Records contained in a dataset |
◇ ◇ ◇ ◇ ◇ ◇ ◇

PR #816, opened 2024-02-15
buildah-rhtap: emit the SBOM_BLOB_URL result

brunoapimentel:
This Tekton result will contain the URL to the layer containing the SBOM, so it can be later be accessed by the EC. 

For future reference, the SBOM can be retrieved from a layer by using:
```
oras blob fetch quay.io/bpimente/test-images@sha256:509e7e73b03bb9c02f6e14a80acc81296396f538834dff09013f134f35a98591 --output -
```

### DIFF
--- a/task/buildah-rhtap/0.1/buildah-rhtap.yaml
+++ b/task/buildah-rhtap/0.1/buildah-rhtap.yaml
@@ -35,6 +35,8 @@ spec:
     name: IMAGE_URL
   - description: Digests of the base images used for build
     name: BASE_IMAGES_DIGESTS
+  - description: Link to the SBOM layer pushed to the registry as part of an OCI artifact.
+    name: SBOM_BLOB_URL
   stepTemplate:
     env:
     - name: STORAGE_DRIVER
@@ -106,10 +108,15 @@ spec:
       name: tmpfiles
 
   - name: merge-sboms
-    image: registry.access.redhat.com/ubi9/python-39:1-165@sha256:4da8ddb12096a31d8d50e58ea479ba2fe2f252f215fbaf5bf90923a1827463ba
+    image: registry.access.redhat.com/ubi8/python-311@sha256:8ded4b6d8087706b6819ddda5d31f22b80e5aa4efa772e94d750699ccfbf98eb
+    env:
+      - name: RESULT_PATH
+        value: $(results.SBOM_BLOB_URL.path)
     script: |
       #!/bin/python3
+      import hashlib
       import json
+      import os
 
       ### load SBOMs ###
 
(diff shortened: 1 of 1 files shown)


brunoapimentel:
I wrote the algorithm to calculate the digest of the layer using Python, since it's currently part of the merge-sboms step, which is also writen in Python. Maybe it's best to do this in a separate script and write in shell?

task/buildah-rhtap/0.1/buildah-rhtap.yaml
```diff
@@ -35,6 +35,8 @@ spec:
     name: IMAGE_URL
   - description: Digests of the base images used for build
     name: BASE_IMAGES_DIGESTS
+  - description: Link to the SBOM layer pushed to the registry as part of an OCI artifact.
+    name: SBOM_BLOB_URL
```
chmeliik, line 39: If the buildah task has a README, it would be good to document how this url is meant to be used. How does one even download the SBOM from it and verify its  checksum?

task/buildah-rhtap/0.1/buildah-rhtap.yaml
```diff
@@ -106,10 +108,15 @@ spec:
       name: tmpfiles
 
   - name: merge-sboms
-    image: registry.access.redhat.com/ubi9/python-39:1-165@sha256:4da8ddb12096a31d8d50e58ea479ba2fe2f252f215fbaf5bf90923a1827463ba
+    image: registry.access.redhat.com/ubi8/python-311@sha256:8ded4b6d8087706b6819ddda5d31f22b80e5aa4efa772e94d750699ccfbf98eb
+    env:
+      - name: SBOM_BLOB_URL
+        value: $(results.SBOM_BLOB_URL.path)
```
chmeliik, line 114: nitpick: the name should make it clear that this is the result path, not a url

pipelines/docker-build-rhtap/patch.yaml
```diff
@@ -119,3 +119,8 @@
     taskRef:
       kind: Task
       name: acs-deploy-check
+- op: add
+  path: /spec/results/-
+  value:
+    name: SBOM_BLOB_URL
+    value: "$(tasks.build-container.results.SBOM_BLOB_URL)"
```
chmeliik, line 126: > needs to be properly added to the pipeline as well.

Why?

task/buildah-rhtap/0.1/buildah-rhtap.yaml
chmeliik: As well as document why it's the layer url and not the url of the whole artifact

chmeliik:
> I wrote the algorithm to calculate the digest of the layer using Python, since it's currently part of the merge-sboms step, which is also writen in Python. Maybe it's best to do this in a separate step and write in shell?

Makes sense to me to keep it in the same step. Adding steps can also be counter-productive, since it reduces the overall result size limit :disappointed:

pipelines/docker-build-rhtap/patch.yaml
brunoapimentel: From my testing, if the result is not added to the pipeline, it does not show in the Openshift UI. I didn't try to retrieve it via CLI, so I just assumed it was not available at all.

chmeliik: It will be available on the TaskRun yaml, which EC does have access to. The result doesn't really seem like a user-facing one (unless it can serve as the LINK_TO_SBOM as well?)

brunoapimentel: Good point, so I'll drop this commit.

task/buildah-rhtap/0.1/buildah-rhtap.yaml
brunoapimentel: I still need to add a README to it. For reference, we can fetch the layer using:
```
oras blob fetch quay.io/bpimente/test-images@sha256:509e7e73b03bb9c02f6e14a80acc81296396f538834dff09013f134f35a98591 --output -
```

Is it ok if the README is added as a follow up PR?

task/buildah-rhtap/0.1/buildah-rhtap.yaml
brunoapimentel: Changed it. SBOM_BLOB_URL_RESULT_PATH sounded to Javaish to me, so I left it only as RESULT_PATH since we only have a single one for this step.

chmeliik (approved):
LGTM :+1:

lcarva (approved):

◇ ◇ ◇ ◇ ◇ ◇ ◇

TASK REQUIREMENTS | Wherever the word "Maybe" occurs in the data, copy that whole line.

THE ANSWER |
I wrote the algorithm to calculate the digest of the layer using Python, since it's currently part of the merge-sboms step, which is also writen in Python. Maybe it's best to do this in a separate script and write in shell?
> I wrote the algorithm to calculate the digest of the layer using Python, since it's currently part of the merge-sboms step, which is also writen in Python. Maybe it's best to do this in a separate step and write in shell?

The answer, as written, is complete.